US House poised to pass same-sex marriage bill, showing change in attitude

WASHINGTON, Dec 6 (Reuters) – A bill protecting federal recognition of same-sex marriage, which has support from both LGBT advocates and religious groups, is expected to pass the U.S. House of Representatives this week with bipartisan support, a sign on a significant cultural shift in a divided nation.

House Democratic Leader-elect Hakeem Jeffries told reporters Tuesday that the long-awaited legislation should clear the House in the coming days.

Discussions among Democrats, Jeffries said, “will continue to bear fruit, as we will see later this week when we pass the Respect for Marriage Act and send it to the president’s desk to be signed into law.”

Democrats are rushing to pass as many bills as possible in the waning days of the 117th Congress before Republicans take majority control of the House on Jan. 3 when the new Congress convenes.

The bill, which passed the US Senate last week, was designed as a backstop to the 2015 Supreme Court ruling that legalized same-sex marriage nationwide, known as Obergefell v. Hodges.

The legislation would allow the federal government to continue to recognize same-sex and interracial marriages in states where they were legally performed should the court strike down Obergefell, a concern raised after the court ended the nationwide right to abortion in June.

A bipartisan amendment added in November affirmed that the bill would not undermine existing religious freedoms, helping quell initial opposition from conservatives. The bill, which was spearheaded by a group of Democratic and Republican senators, received support from several national religious groups.

Paul Brandeis Raushenbush, an American Baptist pastor and president of the Interfaith Alliance, said support for the bill from religious groups showed that many had undergone a “remarkable transformation” in the way they view same-sex marriage.

He attributed the shift in part to the fact that such marriages had ceased to be unusual in the United States since the Supreme Court legalized them.

“The sky didn’t fall because same-sex marriage started happening,” said Raushenbush, who is in a same-sex marriage herself. “The specter of same-sex couples getting married no longer feels scary because it’s quite common.”

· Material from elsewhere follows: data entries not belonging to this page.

PR #168, opened 2022-12-29
Add centroid functionality

jordiferrero:
### Description of the change
Added a centroid/center of mass functionality to analyze spectra.
- Added center of mass `com` utility
- Added an `centroid` method in the `LumiSpectrum` class

### Progress of the PR
- [x] docstring updated,
- [x] update user guide,
- [x] added tests,
- [x] ready for review.

### Minimal example of the new feature
```python
import lumispy as lum
s = lum.signals.LumiSpectrum([[[1,2,3,2,1,0]]*3]*4)
# s --> LumiSpectrum <3,4|6>

ax = s.axes_manager.signal_axes[0]
ax.offset = 200
ax.scale = 100

com = s.centroid()
# com --> LumiSpectrum <3,4|1>
# com.data[0,0] = 400.
```


jlaehne:
For a cleaner history, could you squash all the `fix` commits?
See https://hyperspy--3064.org.readthedocs.build/en/3064/dev_guide/git.html#keeping-the-git-history-clean

lumispy/utils/signals.py
```diff
@@ -0,0 +1,35 @@
...
+        The centroid of the spectrum.
+
+    Examples
+    --------
+    # Assume we have a spectrum with wavelengths and intensities
+    >>> wavelengths = [200, 300, 400, 500, 600, 700]
+    >>> intensities = [1, 2, 3, 2, 1, 0]
+
+    >>> center_of_mass = com(wavelengths, intensities)
+    >>> print(center_of_mass)  # Outputs: 400.0
```
jlaehne, line 25: Did you check that code? Does printing of a signal yield the data value?

jlaehne:
Nice functionality! I added a few first comments after having a quick look.

Do you have an idea, why the azure pipelines are failing?

As it is implemented (with a sum), the function works for uniform data axes only! That should be documented/checked. Alternatively, implement a version for non-uniform axes?

lumispy/utils/signals.py
jordiferrero: That's not a signal. That's just the utils function.

setup.py
```diff
@@ -53,14 +53,18 @@
     packages=find_packages(),
     # adjust the tabbing
     install_requires=[
-        "numpy",
```
ericpre, line 56: Why is this required?

lumispy/utils/signals.py
```diff
@@ -0,0 +1,35 @@
...
+    >>> center_of_mass = com(wavelengths, intensities)
+    >>> print(center_of_mass)  # Outputs: [400.0]
+    """
+    if len(spectrum_intensities) != len(wavelengths):
+        raise ValueError(
+            f"The length of the spectrum array {len(spectrum_intensities)} must match the length of the wavelength array {len(wavelengths)}."
+        )
+
+    wavelengths = np.array(wavelengths)
+    intensities = np.array(spectrum_intensities)
```
ericpre, line 33: According to the docstring, it should already be an array, is it necessary then?

lumispy/utils/signals.py
```diff
@@ -0,0 +1,35 @@
...
+    center_of_mass = np.sum(wavelengths * intensities) / np.sum(intensities)
+    return [center_of_mass]
```
ericpre, line 35: Should it return a float? If not, the docstring needs to be updated accordingly.

lumispy/signals/luminescence_spectrum.py
```diff
@@ -562,6 +586,53 @@ def px_to_nm_grating_solver(
...
+        """
+        Finds the centroid (center of mass) of a peak in the spectrum from the wavelength (or pixel number) and the intensity at each pixel value. It basically represents a "weighted average" of the peak.
+
+        Notes
+        -------
+        This function only works for a single peak. If you have multiple peaks, slice the signal beforehand or use the slice parameter.
+
+        TODO
+        -------
+        Implement this function for multiple peaks (npeaks = 2) by finding the top 2 peaks from mean spectrum and then returning a signal with 2 com.
```
ericpre, line 599: There is no `TODO` section in numpydoc (https://numpydoc.readthedocs.io/en/latest/format.html).

lumispy/signals/luminescence_spectrum.py
```diff
@@ -562,6 +586,53 @@ def px_to_nm_grating_solver(
         "\n", "\n\t"
     )
 
+    def centroid(self, slice=None, npeaks=1):
```
ericpre, line 589: If this isn't used, there is no need to create this parameter. It should be added when it is implemented.

lumispy/signals/luminescence_spectrum.py
```diff
@@ -562,6 +586,53 @@ def px_to_nm_grating_solver(
...
+        if npeaks > 1 or npeaks < 1:
+            raise NotImplementedError("Centroid only works for one peak.")
+
+        wavelengths = s.axes_manager.signal_axes[0].axis
+        center_of_mass = s.map(com, wavelengths=wavelengths, inplace=False)
+
+        # Transfer axes metadata
+        ax = center_of_mass.axes_manager.signal_axes[0]
+        ax.units = s.axes_manager.signal_axes[0].units
+        ax.name = s.axes_manager.signal_axes[0].name
```
ericpre, line 633: Why is it necessary? The returned signal should have a signal dimension of 0, i .e. at each navigation index, there is a scalar value.

setup.py
jordiferrero: No idea. Will remove it.

lumispy/signals/luminescence_spectrum.py
jordiferrero: I wanted to avoid this but you are right. I will save the units/name of the signal axes (that disappears) in the title of the BaseSignal that stays.

jordiferrero:
I have now added all your feedback.
I have included support for any axis (uniform and non-uniform). I have tried to squash the commits but I don't seem to make it work... sorry. I also tried to fix Azure tests failing but is seems to be a problem not linked to this PR. I will open a new issue on that matter.
Let me know what you think now. Thanks

setup.py
ericpre: I meant the pinning on `numpy` that you introduce in this PR. `numpy` and `scipy` are dependencies, so they should stay here, but the pinning needed to be removed, as there are no reasons to pin them.

azure-pipelines.yml
```diff
@@ -50,7 +50,7 @@ steps:
 - bash: |
     source activate $ENV_NAME
     # Install package using pip
-    pip install . --no-deps
+    conda install .
```
ericpre, line 53: What is the reason for this change?

jordiferrero: In the azure-pipelines.yml it says that it should test for using conda and only conda prompts.
It used to use pip, which does not use conda. That's why I changed it. But I can change it back as it is not part of this PR.

ericpre: > In the azure-pipelines.yml it says that it should test for using conda and only conda prompts. It used to use pip, which does not use conda. That's why I changed it. But I can change it back as it is not part of this PR.

This refers to dependencies/environment. Generally it is good practice not to mix different things in PR. If you think, this needs to be changed, it should be in a separate PR.

jordiferrero: I agree. I have now reverted this change. Ready for review once more.

ericpre (commented):
In HyperSpy, there is a [`find_peak_ohaver` ](https://hyperspy.readthedocs.io/en/latest/api/hyperspy._signals.signal1d.html#hyperspy._signals.signal1d.Signal1D.find_peaks1D_ohaver) and I think that it would be useful to merge it with the function of this PR into a generic `find_peak()`, where method could be `center_of_mass` or `ohaver`?

jordiferrero:
> In HyperSpy, there is a [`find_peak_ohaver` ](https://hyperspy.readthedocs.io/en/latest/api/hyperspy._signals.signal1d.html#hyperspy._signals.signal1d.Signal1D.find_peaks1D_ohaver) and I think that it would be useful to merge it with the function of this PR into a generic `find_peak()`, where method could be `center_of_mass` or `ohaver`?

I am well aware of `find_peaks_ohaver()`. I don't think `centroid` and `o_haver` are similar enough to be merged together. Centroid does not find peaks, it finds the center of mass of a peak, once you already know it exists... 
In fact, an implementation I wanted to add in the future is to be able to get centroids for spectra that have more than one peak (currently, you need to crop the signal so only one peak exists to get something physical). For this future implementation, `peak_o_haver` will be used to find the main peaks, then centroids for each peak will be calculated. That's why I don't think these 2 functions should be merged.
Also, centroid analysis is very relevant for luminescence studies, that's why I'd prefer it to be in the LumiSpy package.

lumispy/signals/luminescence_spectrum.py
```diff
@@ -562,6 +586,49 @@ def px_to_nm_grating_solver(
         "\n", "\n\t"
     )
 
+    def centroid(self, slice=None, **kwargs):
+        """
+        Finds the centroid (center of mass) of a peak in the spectrum from the wavelength (or pixel number) and the intensity at each pixel value. It basically represents a "weighted average" of the peak.
+
+        Notes
```
jlaehne, line 593: As in the `rst` files, same length of underlining as the preceding title

doc/source/user_guide/utilities.rst
```diff
@@ -113,9 +113,51 @@ index of air.
...
 `Horiba Scientific <https://horiba.com/uk/scientific/products/optics-tutorial/wavelength-pixel-position>`_.
+
+
+.. _centroid:
+
+Calculating the centroid of a spectrum (centre of mass)
+==============================
+
+
+The function :py:meth:`~.signals.luminescence_spectrum.LumiSpectrum.centroid` (based on the utility function :py:func:`~.utils.signals.com`) is an alternative to finding the max intensity of a peak.
```
jlaehne, line 130: Use line breaks after about 80 characters for better readability of the raw text also in the documentation.
 "max" -> "maximum"

setup.py
jlaehne: still open

jlaehne:
> I have included support for any axis (uniform and non-uniform).
  I'll try to find some time to test it on some data the next days.

lumispy/signals/luminescence_spectrum.py
```diff
@@ -562,6 +586,49 @@ def px_to_nm_grating_solver(
         "\n", "\n\t"
     )
 
+    def centroid(self, slice=None, **kwargs):
+        """
+        Finds the centroid (center of mass) of a peak in the spectrum from the wavelength (or pixel number) and the intensity at each pixel value. It basically represents a "weighted average" of the peak.
```
jlaehne, line 591: Now not restricted to wavelength!

lumispy/utils/signals.py
```diff
@@ -0,0 +1,74 @@
+import numpy as np
+from hyperspy.axes import FunctionalDataAxis
+from scipy.ndimage import center_of_mass
+from scipy.interpolate import interp1d
+
+
+def com(spectrum_intensities, signal_axis, **kwargs):
+    """Finds the centroid (center of mass) of a peak in the spectrum based from the intensity at each pixel value and a its respective signal axis.
```
jlaehne, line 8:
```suggestion
    """Finds the centroid (center of mass) of a peak in the spectrum based from the intensity at each pixel value and its respective signal axis.
```

jlaehne (approved):

jlaehne:
Thanks @jordiferrero for this great work. Just tried it on a sample dataset, which is as if it was made for this functionality. And it works both for wavelength and energy axis.

When the Jacobian is deactivated, the results in wavelength and energy range agree, as they should. When the Jacobian is activated, there is a notable shift of the value in energy (when back-converted to wavelength). As for fitting, these kind of routines should be performed in the energy scale! And we should add a note to the user guide (by the way, we still have to write the corresponding paragraph in the fitting chapter of the user guide, it is still a todo-note).

Apart from this note and the minor comments above (mainly about formatting in rest format and docstrings), this PR is ready to be merged in my view. I'm happy to do so once the last things are done.

However, being at it we should also create a corresponding maximum function that finds the maximum of a peak - e.g. by taking the first derivative and then finding zero-crossings.

lumispy/signals/luminescence_spectrum.py
jlaehne: Line wrapping in docstrings and documentation would be good.

ericpre:
> > In HyperSpy, there is a [`find_peak_ohaver` ](https://hyperspy.readthedocs.io/en/latest/api/hyperspy._signals.signal1d.html#hyperspy._signals.signal1d.Signal1D.find_peaks1D_ohaver) and I think that it would be useful to merge it with the function of this PR into a generic `find_peak()`, where method could be `center_of_mass` or `ohaver`?
> 
> I am well aware of `find_peaks_ohaver()`. I don't think `centroid` and `o_haver` are similar enough to be merged together. Centroid does not find peaks, it finds the center of mass of a peak, once you already know it exists... In fact, an implementation I wanted to add in the future is to be able to get centroids for spectra that have more than one peak (currently, you need to crop the signal so only one peak exists to get something physical). For this future implementation, `peak_o_haver` will be used to find the main peaks, then centroids for each peak will be calculated. That's why I don't think these 2 functions should be merged. Also, centroid analysis is very relevant for luminescence studies, that's why I'd prefer it to be in the LumiSpy package.

I think both approaches are valid and subjective and in this kind of situation, I would favour the approach which provide the simplest and more consistent API. Once thing that I find inconvenient is to have functions or methods which does similar things because it makes the namespace more busy and quite often it is not obvious to figure out what are the difference between them.

lumispy/signals/luminescence_spectrum.py
```diff
@@ -562,6 +586,49 @@ def px_to_nm_grating_solver(
...
+        Notes
+        -------
+        This function only works for a single peak. If you have multiple peaks, slice the signal beforehand or use the slice parameter.
+
+        TODO: Implement this function for multiple peaks (with the npeaks parameter) by finding the top 2 peaks from mean spectrum and then returning a signal with 2 com.
+
+        Parameters
+        -------
+        slice : tuple (2)
+            An tuple representing the indices of the wavelength (start index, end index) where the peak is located. If the tuple contains int, it slices on index. Ig the tuple contains float, it slices on signal units (defualt hyperspy s.inav[:] functionality).
```
jlaehne, line 602:
```suggestion
            A tuple representing the indices of the wavelength (start index, end index) where the peak is located. If the tuple contains int, it slices on index. If the tuple contains float, it slices on signal units (default HyperSpy s.inav[:] functionality).
```

lumispy/signals/luminescence_spectrum.py
```diff
@@ -562,6 +586,49 @@ def px_to_nm_grating_solver(
...
+
+        Notes
+        -------
+        This function only works for a single peak. If you have multiple peaks, slice the signal beforehand or use the slice parameter.
+
+        TODO: Implement this function for multiple peaks (with the npeaks parameter) by finding the top 2 peaks from mean spectrum and then returning a signal with 2 com.
+
+        Parameters
+        -------
+        slice : tuple (2)
```
jlaehne, line 601: In HyperSpy this parameter is in fact called `signal_range`, see e.g. [remove_background](https://hyperspy.readthedocs.io/en/latest/api/hyperspy._signals.signal1d.html#hyperspy._signals.signal1d.Signal1D.remove_background), and we should be consistent there. HyperSpy allows for "interactive" slicing, which would be a worthwile addition.

jlaehne:
> I think both approaches are valid and subjective and in this kind of situation, I would favour the approach which provide the simplest and more consistent API. Once thing that I find inconvenient is to have functions or methods which does similar things because it makes the namespace more busy and quite often it is not obvious to figure out what are the difference between them.

I am not so sure about this.

1. `find_peaks1D_ohaver` would have to be renamed as the centroid functionality definitely is something different than an OHaver routine.

2. Both functionalities would take quite different parameters, which makes the docstring much more complicated.

So I tend to opt for the separate implementation.

ericpre:
I am fine with both approaches - I am just being annoying to keep namespace and API tidy! :)

lumispy/signals/luminescence_spectrum.py
jordiferrero: I have changed the name of the parameter to match the standards.
However, adding an "interactive" functionality would require a significant amount of extra coding I don't think would be worth it. If you still think it is necessary, we can delay this PR more and I can attempt to add it in the future. I'd simply leave it as is and maybe add it in the future as an additional feature.

jordiferrero:
I have now implemented the small formatting you requested. I have also moved the documentation to the signals page.
I think if you prefer to call this function `find_peaks1D_centroid` instead of `centroid`, I am happy to change it to that. I find that a bit misleading as to me this method is not finding peaks... it finds mass density, which does not necessarily relate to peaks but shoulders in emission and asymmetry detection... Let me know what you think, else I am happy for you to do the last review.

doc/source/user_guide/utilities.rst
```diff
@@ -9,7 +9,7 @@ This section summarizes various useful functions implemented in LumiSpy.
 .. _join_spectra:
 
 Join spectra
-============
+==============================
```
jlaehne, line 12:
```suggestion
==========
```

doc/source/user_guide/utilities.rst
```diff
@@ -30,7 +30,7 @@ signals in the range of +/- 50 pixels around the centre of the overlapping regio
 .. _spectral_map_utils:
 
 Utilities for spectral maps
-===========================
+==============================
```
jlaehne, line 33:
```suggestion
===========================
```

doc/source/user_guide/utilities.rst
```diff
@@ -47,7 +47,7 @@ HyperSpy <signal.indexing>`.
 .. _unit_conversion:
 
 Unit conversion
-===============
+==============================
```
jlaehne, line 50:
```suggestion
===============
```

lumispy/signals/luminescence_spectrum.py
```diff
@@ -562,6 +586,61 @@ def px_to_nm_grating_solver(
...
     )
 
+    def centroid(self, signal_range=None, **kwargs):
+        """
+        Finds the centroid (center of mass) of a peak in the spectrum from
+        the wavelength (or pixel number) and the intensity at each pixel
+        value. It basically represents a "weighted average" of the peak.
+
+        Notes
+        -------
```
jlaehne, line 596:
```suggestion
        -----
```

lumispy/signals/luminescence_spectrum.py
```diff
@@ -562,6 +586,61 @@ def px_to_nm_grating_solver(
...
+        This function only works for a single peak. If you have multiple
+        peaks, slice the signal beforehand or use the signal_range parameter.
+
+        TODO: Implement this function for multiple peaks (with the npeaks
+        parameter) by finding the top 2 peaks from mean spectrum and then
+        returning a signal with 2 com.
+
+        Parameters
+        -------
```
jlaehne, line 605:
```suggestion
        ----------
```

lumispy/utils/signals.py
```diff
@@ -0,0 +1,78 @@
+import numpy as np
+from hyperspy.axes import FunctionalDataAxis
+from scipy.ndimage import center_of_mass
+from scipy.interpolate import interp1d
+
+
+def com(spectrum_intensities, signal_axis, **kwargs):
+    """Finds the centroid (center of mass) of a peak in the spectrum based
+    from the intensity at each pixel value and its respective signal axis.
```
jlaehne, line 9:
```suggestion
    from the intensity at each pixel value and its respective signal axis.

```

lumispy/utils/signals.py
```diff
@@ -0,0 +1,78 @@
...
+    Parameters
+    ----------
+    spectrum_intensities : array
+        An array with the intensities of the spectrum.
+    signal_axis: hyperspy.axes.BaseDataAxis subclass
+        A HyperSpy signal axis class containing an array with the wavelength/
+        energy for each intensity/signal value.
+    kwargs : dictionary
+        For the scipy.interpolate.interp1d function.
```
jlaehne, line 18:
```suggestion
        For the scipy.interpolate.interp1d function.

```

setup.py
```diff
@@ -53,14 +53,16 @@
     packages=find_packages(),
     # adjust the tabbing
     install_requires=[
```
jlaehne, line 55:
```suggestion
    install_requires=[
        "numpy",
        "scipy",
```

lumispy/utils/signals.py
```diff
@@ -0,0 +1,78 @@
...
+        com_val = signal_axis._function(x, **kwargs)
+
+    elif hasattr(signal_axis, "axis"):
+        # Calculate value interpolating between index_com 0 and 1
+        com_val = _interpolate_signal(signal_axis.axis, index_com)
+    elif type(signal_axis) in (list, np.ndarray, tuple):
+        # Check for dimensionality
+        if len(spectrum_intensities) != len(signal_axis):
+            raise ValueError(
+                f"The length of the spectrum array {len(spectrum_intensities)} must match the length of the wavelength array {len(signal_axis)}."
```
jlaehne, line 71:
```suggestion
                f"The length of the spectrum array {len(spectrum_intensities)} must match "
                "the length of the wavelength array {len(signal_axis)}."
```

lumispy/signals/luminescence_spectrum.py
```diff
@@ -562,6 +586,61 @@ def px_to_nm_grating_solver(
...
+            each navigation pixel.
+        """
+        if signal_range:
+            if type(signal_range) != tuple:
+                raise TypeError(
+                    "The `signal_range` parameter must be a tuple of length 2."
+                )
+            if len(signal_range) != 2:
+                raise ValueError(
+                    f"The `signal_range` parameter must be a tuple of length 2. You passed a tuple of length {len(signal_range)}"
```
jlaehne, line 629:
```suggestion
                    f"The `signal_range` parameter must be a tuple of length 2. "
                    "You passed a tuple of length {len(signal_range)}."
```

doc/source/user_guide/signal_tools.rst
```diff
@@ -97,6 +97,46 @@ default value ``factor=0.5`` returns the full width at half maximum (FWHM).
...
+
+    >>> com = s.centroid()
+    >>> com
+    BaseSignal <2,3|>
+    >>> com.data[0,0] 
+    400.
+
+.. Note::
+
+    This function only works for a single peak. If you have multiple peaks, slice the signal beforehand or use the slice parameter (which follows the ``s.isig[:]`` convention).
```
jlaehne, line 135:
```suggestion
    This function only works for a single peak. If you have multiple peaks,
    slice the signal beforehand or use the slice parameter (which follows the
    ``s.isig[:]`` convention).
```

doc/source/user_guide/signal_tools.rst
```diff
@@ -97,6 +97,46 @@ default value ``factor=0.5`` returns the full width at half maximum (FWHM).
...
+
+.. Note::
+
+    This function is good at identifying non-symmetric peaks with shoulders. Such changes would not be reflected in the peak maximum.
```
jlaehne, line 139:
```suggestion
    The :ref:`jacobian` may affect the shape, in particular of broader peaks.
    It is therefore highly recommended to convert luminescence spectra from
    wavelength to the :ref:`energy axis <energy_axis>` prior to determining
    the centroid to determine the true emission energy.
    See e.g. [Wang]_ and [Mooney]_.
```

doc/source/user_guide/signal_tools.rst
```diff
@@ -97,6 +97,46 @@ default value ``factor=0.5`` returns the full width at half maximum (FWHM).
...
+
+
+The function :py:meth:`~.signals.luminescence_spectrum.LumiSpectrum.centroid` (based on the utility function :py:func:`~.utils.signals.com`) is an alternative to finding the max intensity of a peak.
+It finds the centroid (center of mass) of a peak in the spectrum from the wavelength (or pixel number) and the intensity at each pixel value. It basically represents a "weighted average" of the peak as such:
+
+.. math::
+
+    com = \frac{\sum{x_i I_i}}{\sum{I_i}},
+
+where :math:`x_i` is the wavelength (or pixel number) at which the intensity of the spectrum :math:`I_i` is measured.
```
jlaehne, line 113:
```suggestion
where :math:`x_i` is the wavelength (or pixel number) at which the
intensity of the spectrum :math:`I_i` is measured.
```

doc/source/user_guide/signal_tools.rst
```diff
@@ -97,6 +97,46 @@ default value ``factor=0.5`` returns the full width at half maximum (FWHM).
...
+
+This function also works for non-linear axes. For the :external:py:class:`hyperspy.axes.FunctionalDataAxis`, the centroid is extrapolated based on the function used to create the non-uniform axis. For :external:py:class:`hyperspy.axes.DataAxis`, a linear interpolation between the axes points at the center of mass is assumed, but this behaviour can be changed with the `kwargs` of :external:py:meth:`scipy.interpolate.interp1d` function.
```
jlaehne, line 115:
```suggestion
This function also works for non-linear axes. For the
:external:py:class:`hyperspy.axes.FunctionalDataAxis`, the centroid is extrapolated
based on the function used to create the non-uniform axis. For
:external:py:class:`hyperspy.axes.DataAxis`, a linear interpolation between the
axes points at the center of mass is assumed, but this behaviour can be changed
with the `kwargs` of :external:py:meth:`scipy.interpolate.interp1d` function.
```

doc/source/user_guide/signal_tools.rst
```diff
@@ -97,6 +97,46 @@ default value ``factor=0.5`` returns the full width at half maximum (FWHM).
     >>> width = s.estimate_peak_width(factor=0.3)
 
 
+.. _centroid:
+
+Calculating the centroid of a spectrum (centre of mass)
+-------------------------------------------------------
+
+
+The function :py:meth:`~.signals.luminescence_spectrum.LumiSpectrum.centroid` (based on the utility function :py:func:`~.utils.signals.com`) is an alternative to finding the max intensity of a peak.
```
jlaehne, line 106:
```suggestion
The function :py:meth:`~.signals.luminescence_spectrum.LumiSpectrum.centroid`
(based on the utility function :py:func:`~.utils.signals.com`) is an alternative to
finding the position of the maximum intensity of a peak, useful in particular for
non-symmetric peaks with pronounced shoulders.
```

doc/source/user_guide/signal_tools.rst
```diff
@@ -97,6 +97,46 @@ default value ``factor=0.5`` returns the full width at half maximum (FWHM).
...
+It finds the centroid (center of mass) of a peak in the spectrum from the wavelength (or pixel number) and the intensity at each pixel value. It basically represents a "weighted average" of the peak as such:
```
jlaehne, line 107:
```suggestion
It finds the centroid (center of mass) of a peak in the spectrum from the signal axis
units (or pixel number) and the intensity at each pixel value. It basically represents a
"weighted average" of the peak as such:
```

jlaehne (approved):

lumispy/signals/luminescence_spectrum.py
jlaehne: Yes, lets keep it as a potential future feature. Just noticed that similar HyperSpy functions have that option - though I personally do not tend to use it much, I know some other people might appreciate.

jlaehne:
Thanks @jordiferrero for this nice feature.

I corrected a little more formatting, mainly in the documentation before merging.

The amendment’s support from various religious groups theologically opposed to same-sex marriage reflects the fact that attitudes have changed, said Tim Schultz, the president of the 1st Amendment Partnership, which advocates for religious freedom.

“Fighting a permanent culture war over gay rights is not in their interest as religious organizations,” he said. “They believe that seeking common ground is in the interest of religious freedom, the common good, and how they present their faith to the world.”

Other religious groups, such as the Southern Baptist Convention, strongly opposed the legislation, even after religious freedom protections were added.

“The ability of Baptist organizations to follow their consciences while doing their work has already been a source of conflict,” said Brent Leatherwood, chairman of the convention’s Ethics and Religious Liberty Commission. ‚ÄúThose waters will only get muddier [the law].”

Several conservative senators pushed back against that characterization of the bill, which ultimately won support from a dozen Republicans.

The legislation “offers far more protection of religious freedom than currently exists under Obergefell, which leaves all such decisions up to the courts,” Republican Sen. Todd Young wrote in a newspaper op-ed declaring his support for the bill last week.

The vote comes a day after the Supreme Court appeared poised to rule that a Christian web designer has the right to refuse to provide services for same-sex marriages, in arguments challenging a Colorado law that bans discrimination.